# Some F650GS pics



## JonM (Jan 28, 2002)

My fiancee took the MSF course last year and earlier this year we bought her a bike. F650GS (the new twin engine). Lowered suspension and lowered seat which made it fit her perfectly. It was a demo and it had been dropped, which is also perfect for a new rider. I am not in to the whole off road/dual sport thing (yet) but she is from Eastern Washington and was laser-focused on dual sports.


----------



## Vanos4:12PM (Apr 20, 2007)

Very nice. I have always liked the 650. I hope to get a BMW bike someday after selling my Honda.


----------



## Ryan... (Dec 16, 2008)

Also not into the dual purpose bikes, but it looks nice!


----------



## AndrewZ (Feb 1, 2006)

Ryans E39 said:


> Also not into the dual purpose bikes, but it looks nice!


Yea, neither am I. They look kinda funky. Not my style. But I do agree with this is one of the nicest ones I've seen.


----------



## JonM (Jan 28, 2002)

Ryans E39 said:


> Also not into the dual purpose bikes, but it looks nice!


I wasn't in to them either, but now I am thinking about it. The guys who ride R1200GS' swear that they handle great in paved twisties. They are sort of a do-everything bike. I will look at one for sure when it comes time to replace my daily rider.


----------



## Ryan... (Dec 16, 2008)

JonM said:


> I wasn't in to them either, but now I am thinking about it. *The guys who ride R1200GS' swear that they handle great in paved twisties.* They are sort of a do-everything bike. I will look at one for sure when it comes time to replace my daily rider.

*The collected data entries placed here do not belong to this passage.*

PR #1004, opened 2026-07-22
feat: introduce new memory model

djolertrk:
- model slices and memory allocation in MIR
- fix codegen for Solady and enable it in benches
- fix a few more minor codegen issues


crates/codegen/src/analysis/memory_summary.rs
```diff
@@ -0,0 +1,311 @@
...
+use crate::mir::{Function, FunctionId, InstKind, Module, Terminator, Value, ValueId};
+use solar_data_structures::{index::IndexVec, map::FxHashSet};
+
+/// Conservative memory effects and pointer captures for one MIR function.
+#[derive(Clone, Debug, PartialEq, Eq)]
+pub(crate) struct FunctionMemorySummary {
+    reads: [bool; 3],
+    writes: [bool; 3],
+    may_reset_fmp: bool,
+    captures: Vec<bool>,
```
DaniPopes: use bitsets

tests/ui/erc7201/codegen.stdout
```diff
@@ -17,25 +17,23 @@ fn @zeroLastByteLiteral() {
...
-    v9 = and v8, 0xffffffffffffffffffffffffffffffffffffffffffffffffffffffffffffff00
-    mstore 128, v9
+    v0 = alloc memorybytes, exact, uninitialized, infallible, 64
+    set_memory_object_len memorybytes, v0, 12
+    v1 = memory_object_data memorybytes, v0
+    v2 = add v1, 0
+    mstore v2, 0x6578616d706c652e6d61696e0000000000000000000000000000000000000000
+    v3 = memory_object_len memorybytes, v0
+    v4 = memory_object_data memorybytes, v0
+    v5 = keccak256 v4, v3
```
DaniPopes: maybe pass slice directly to keccak and other instructions that expect (ptr,len) ?

DaniPopes (commented):
plz look at codspeed for performance, check all `Vec<bool>`

djolertrk:
> plz look at codspeed for performance, check all `Vec<bool>`

Yeah, I am on it

tests/ui/erc7201/codegen.stdout
djolertrk: yes, good idea!

DaniPopes: hmm actually we would still need the normal keccak instruction anyway, is this worth it?

djolertrk: yeah but we keep the physical keccak regardless. imo it is still consistent with how the rest of the memory model works, and the CSE/alias get one whole object read instead of the dance. so bytecode is identical either way, it is just ir. but if you'd rather not grow InstKind for this, I can drop it

djolertrk:
> > plz look at codspeed for performance, check all `Vec<bool>`
> 
> Yeah, I am on it

I am still on this

DaniPopes (approved):

tests/ui/erc7201/codegen.stdout
DaniPopes: it's fine then

PR #1005, opened 2026-07-22
perf(codegen): improve stack scheduling

DaniPopes:
MIR names SSA values without fixing their physical placement, while EVM instructions can directly reach only the top 16 stack words. Preparing operands independently duplicates consumable last uses, extends live ranges, and spills values that could remain on the stack. This PR adds target-aware operand and edge scheduling at the MIR-to-EVM lowering boundary. Late MIR instruction ordering is split into the stacked follow-up #1045.

The implementation prepares an instruction's complete operand head as one plan, consumes dead resident values in place, preserves live copies, rematerializes cheap values, and spills only when required. Selected loop and decoded-argument edges can carry a verified canonical stack layout; other edges retain the conservative spill-and-reload path. Local search remains disabled under `-O none`.

The [stack module documentation](https://github.com/paradigmxyz/solar/blob/dani/stack-scheduler/crates/codegen/src/backend/evm/stack/mod.rs) is the architectural reference for planner tiers, cost ordering, edge policies, spills, correctness boundaries, tradeoffs, and the pinned Plank, solc, Sonatina, and Fe sources evaluated or adapted. This is an original implementation rather than vendored allocator code.


mattsse (approved):
lgtm

DaniPopes:
waiting on cyclops setup

djolertrk (approved):
lgtm, nice!

DaniPopes:
cyclops audit

DaniPopes:
cyclops audit

PR #1006, opened 2026-07-22
refactor: use typed index vectors

DaniPopes:
Several compiler analyses and EVM transforms stored dense tables in `Vec` while indexing them with MIR or EVM index newtypes. This switches those tables to `IndexVec`, including local tables and helper signatures, so indexing remains type-checked end to end.

The repository guidance now requires `IndexVec` whenever a collection is keyed by a typed index, including local variables.


mattsse (approved):
lgtm

PR #1010, opened 2026-07-23
feat(lsp): add pull diagnostics

0xKarl98:
Towards OSS-511 

 - The diagnostic store now caches only non-empty merged reports and uses one stable result ID for empty reports, avoiding per-URI cache entries for documents without diagnostics. 
 
- Report updates are folded directly into diagnostic batch publication, removing the redundant published-URI set and intermediate updates allocation while preserving existing push behavior for absent, empty, and cleared diagnostics. Since pull requests no longer mutate the cache, they use a read lock and can execute concurrently.  
 
c6bf28598895c7b44039e43f6afdd6f3


mattsse (approved):
lgtm

DaniPopes (approved):

PR #1012, opened 2026-07-23
feat(lsp): add selection range support

0xKarl98:
Towards OSS-508  

- This adds support for the LSP `textDocument/selectionRange` request, making editor selection expansion syntax-aware for Solidity and inline Yul. The server parses the current document on demand, collects nested ranges for identifiers, expressions, statements, blocks, declarations, types, parameters, and call arguments, and returns a strictly nested parent chain ending at the full document.

- Requests prefer unsaved VFS contents and fall back to disk for closed files, so selection ranges do not depend on background semantic analysis being ready. The parser recovers useful ranges from incomplete source where possible; comments, whitespace, and unparseable input fall back to the cursor and full-document ranges. Multiple requested positions retain their original order.

- Position conversion follows LSP UTF-16 semantics across LF, CRLF, and standalone CR line endings. Columns past a logical line end are clamped, while nonexistent lines and positions inside surrogate pairs are rejected. Parsing runs on the blocking pool so it does not block the async LSP runtime.


mattsse (approved):
lgtm

DaniPopes (approved):

PR #1016, opened 2026-07-24
feat(lsp): report workspace indexing progress

0xKarl98:
towards OSS-520  

This makes long workspace indexing runs visible in editors instead of leaving users guessing. The language server now reports the read, analyze, and publish stages, stays quiet for quick runs, and keeps one continuous progress update when newer changes replace work already in flight.

Clearing the analysis cache ends the progress immediately, while stale workers are stopped from restoring outdated diagnostics or navigation data.

Analyzing : 
截屏2026-07-24 20 18 03

Ready : 
截屏2026-07-24 20 25 23


mattsse (approved):
lgtm

DaniPopes (approved):

PR #1448, opened 2026-09-12
fix: exclude runtime IR from creation dumps

DaniPopes:
`-Zdump=evm-ir` now prints only deployment EVM IR, so benchmark `creation.evmir` artifacts no longer repeat the runtime module. Runtime IR remains available through `-Zdump=evm-ir-runtime`. Update UI tests and snapshots to request runtime output explicitly where needed.


mattsse (approved):
lgtm

PR #1450, opened 2026-09-12
perf(lsp): reuse validated aggregate indexes

0xKarl98:
Towards OSS-738 , 

- Reuse the combined workspace index when every batch still matches its source inputs and filesystem dependencies. This keeps initialized query indexes alive across analysis epochs instead of cloning each batch and rebuilding the aggregate.

- Refresh document versions on reuse, including closed overlays, while keeping the existing rebuild path for changed sources, missing imports, dependency changes, and workspaces that become empty.

- Add lifecycle benchmarks that separate initial indexing from incremental first requests. 

Incremental LSP first-request latency


mattsse (approved):
lgtm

I believe it! But I'm not gonna lie, looks play a large role in what I like and what I don't, (after performance of course)


----------



## 3LOU5 (Jun 14, 2002)

My g/f is taking the MSF course next month.

Talk about "laser focused", all she has her eyes on is a Harley. (Her dad and uncles all ride "Milwaukee Iron"). :thumbup:


----------



## armoredsaint (Apr 16, 2006)

that is a sweet ride and really unique.


----------



## JonM (Jan 28, 2002)

Ryans E39 said:


> I believe it! But I'm not gonna lie, looks play a large role in what I like and what I don't, (after performance of course)


I could possibly start to like the look of the GS bikes... the functionality makes them pretty.


----------



## biglovemp (Sep 26, 2006)

Didnt one of you guys mention that all the BMW bikes had a drive shaft instead of a chain?:dunno:

The F650GS looks like it has a chain to me?:dunno:


----------



## JonM (Jan 28, 2002)

biglovemp said:


> Didnt one of you guys mention that all the BMW bikes had a drive shaft instead of a chain?:dunno:
> 
> The F650GS looks like it has a chain to me?:dunno:


BMW F bikes are either chain or belt drive.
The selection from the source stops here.